Querying TensorFlow Serving with Python
After deploying the TensorFlow Serving model, you can query it with Python using REST or gRPC.
REST API Query
import json
import requests
# Define the URL of the TensorFlow Serving API
url = "http://your-ecs-service-url/v1/models/my_model:predict"
# Define the input payload (adjust based on your model input)
data = {
"signature_name": "serving_default",
"instances": [{"input_ids": [101, 2023, 2003, 1037, 3160, 102]}] # Example input tokens
}
# Send the POST request and get the response
response = requests.post(url, data=json.dumps(data))
print(response.json())
gRPC Query
gRPC is faster than REST because it’s a binary protocol, making it more efficient for high-performance production systems.
import grpc
from tensorflow_serving.apis import predict_pb2, prediction_service_pb2_grpc
from google.protobuf import json_format
# Set up the gRPC channel
channel = grpc.insecure_channel('your-ecs-service-url:8500')
stub = prediction_service_pb2_grpc.PredictionServiceStub(channel)
# Create the request object
request = predict_pb2.PredictRequest()
request.model_spec.name = 'my_model'
request.model_spec.signature_name = 'serving_default'
# Add input features
request.inputs['input_ids'].CopyFrom(
tf.make_tensor_proto([101, 2023, 2003, 1037, 3160, 102])
)
# Send the request and get the response
response = stub.Predict(request, 10.0)
print(json_format.MessageToJson(response))
Optimizing Your Model with Pruning and Distillation
While deploying models at scale, optimizing for performance can significantly reduce costs and improve response times. Two common techniques are pruning and knowledge distillation.
Pruning
Pruning removes unnecessary weights from the model without significantly affecting its accuracy. This reduces the model size and speeds up inference.
import tensorflow_model_optimization as tfmot
# Define a pruning schedule
pruning_schedule = tfmot.sparsity.keras.PolynomialDecay(
initial_sparsity=0.2, final_sparsity=0.8, begin_step=0, end_step=1000
)
# Apply pruning to the model
pruned_model = tfmot.sparsity.keras.prune_low_magnitude(model, pruning_schedule=pruning_schedule)
Knowledge Distillation
In distillation, a smaller model (student) is trained to replicate the behavior of a larger model (teacher), making it more efficient while maintaining performance.
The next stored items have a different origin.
PR #390, opened 2023-10-08
[TIC 62] Finish Order process

benfaustin95:
### Description
Currently, only the order gets sent through the check-out process. Further tables need to be updated for each ticket sold, and tickets need to be held while payment is being processed in Stripe.

*The current frontend implementation for ticket selection does not allow for General Admission ticket purchases if there is a ticket type restriction for the event.

### Risks
- The updated ticketing schema could potentially conflict with other ongoing development efforts.
- There may be flaws in the logic for order processing.
- Some seed data has become invalid as the seed values were random and do not conform to the updated database schema.

### Validation
Manual Testing of each order processing route. 

### Issue
NA

### Operating System
Apple Silicon


server/src/controllers/eventController.service.ts
```diff
@@ -0,0 +1,309 @@
...
+
+const validateContact = (formData: checkOutForm) => {
+  return {
+    firstname: validateName(formData.firstName, 'First Name'),
+    lastname: validateName(formData.lastName, 'Last Name'),
+    email: validateWithRegex(
+        formData.email,
+        `Email: ${formData.email} is invalid`,
+        new RegExp('.*'),
+    ),
```
0Tendo, line 278: could use a more strict RegExp for email since this is the data used as the unique ID for tickets

really basic example
new RegExp('^.+@.+\\..+$')

currently you can submit the form even if its a bad email like this
image

server/src/controllers/orderController.service.ts
```diff
@@ -0,0 +1,128 @@
...
+};
+const getOrderDateAndTime = () => {
+  const date = new Date();
+
+  const month = date.getMonth() + 1;
+  const day = date.getDate();
+  const year = date.getFullYear();
+
+  return {
+    orderdate: year * 10000 + month * 100 + day,
```
0Tendo, line 125: Just curious, why we have to multiply by 10000 and 100 here?

0Tendo (commented):
We discussed this at last weeks stand up, theres an issue with the seed data thats causing the seeded events to show a false number for 'Available Tickets' until after you edit the ticket. Not sure this would effect production, or necessarily in the scope of this ticket, but noting it as odd. 

before edit:
image

after edit:
image

server/src/controllers/orderController.service.ts
benfaustin95: The date is actually a foreign key to the Date table, so we have parse and then reformat the date to match the format of the foreign key.

benfaustin95:
> We discussed this at last weeks stand up, theres an issue with the seed data thats causing the seeded events to show a false number for 'Available Tickets' until after you edit the ticket. Not sure this would effect production, or necessarily in the scope of this ticket, but noting it as odd.
> 
> before edit: image
> 
> after edit: image

I added a quick update so now it should be on the first sale of the ticket that this fixes itself, but the problem itself should only ever exist with seed data as available seats is initialized to total seats when an event instance is created.

server/prisma/migrations/20231012180514_updated_ticketing_tables/migration.sql
```diff
@@ -0,0 +1,38 @@
...
+ALTER TABLE "singletickets" DROP COLUMN "eventticketid_fk";
+
+-- AddForeignKey
+ALTER TABLE "eventtickets" ADD CONSTRAINT "eventtickets_singleticket_fk_fkey" FOREIGN KEY ("singleticket_fk") REFERENCES "singletickets"("singleticketid") ON DELETE SET NULL ON UPDATE NO ACTION;
+
+-- AddForeignKey
+ALTER TABLE "orderitems" ADD CONSTRAINT "orderitems_orderid_fkey" FOREIGN KEY ("orderid_fk") REFERENCES "orders"("orderid") ON DELETE CASCADE ON UPDATE NO ACTION;
+
+-- AddForeignKey
+ALTER TABLE "singletickets" ADD CONSTRAINT "singletickets_orderitemid_fk_fkey" FOREIGN KEY ("orderitemid_fk") REFERENCES "orderitems"("orderitemid") ON DELETE CASCADE ON UPDATE NO ACTION;
```
HaliTran, line 38: My only concern is if any of this migration will have unintended effects on other parts of the app that we don't see. I know you pointed out the seed data being invalid which is okay b/c it can be fixed. Overall, it seems okay, just curious how you feel about it?

benfaustin95: The primary change I made was switching the ownership of the relationship between singltickets and eventickets, as far as I can tell no other code utilized the table so I think that should be fine. I also removed the purchased column from the eventickets table, for that I went through the repository and updated the locations where the field was used. Overall I think the changes should be good.

HaliTran: Okay that sounds good! Just wanted to make sure b/c there are a lot of relationships in the DB!

HaliTran (approved):
Seems like there is a merge conflict but once you resolve that, it looks good to me!

0Tendo (approved):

from transformers import DistilBertForQuestionAnswering
# Load a smaller model for distillation
student_model = DistilBertForQuestionAnswering.from_pretrained("distilbert-base-uncased")
# Train the student model using the outputs from the teacher model
# This can be done using a custom loss function to minimize the difference between the teacher and student outputs
Conclusion
In this guide, we walked through deploying a fine-tuned LLM using Flask and the Hugging Face Transformers pipeline, Dockerizing it, and deploying it to AWS ECS. We also explored using TensorFlow Serving for more robust model serving and touched on optimizations like pruning and distillation to improve performance in production environments.
With these tools, you can deploy your model in scalable, efficient production environments to serve real-time user queries.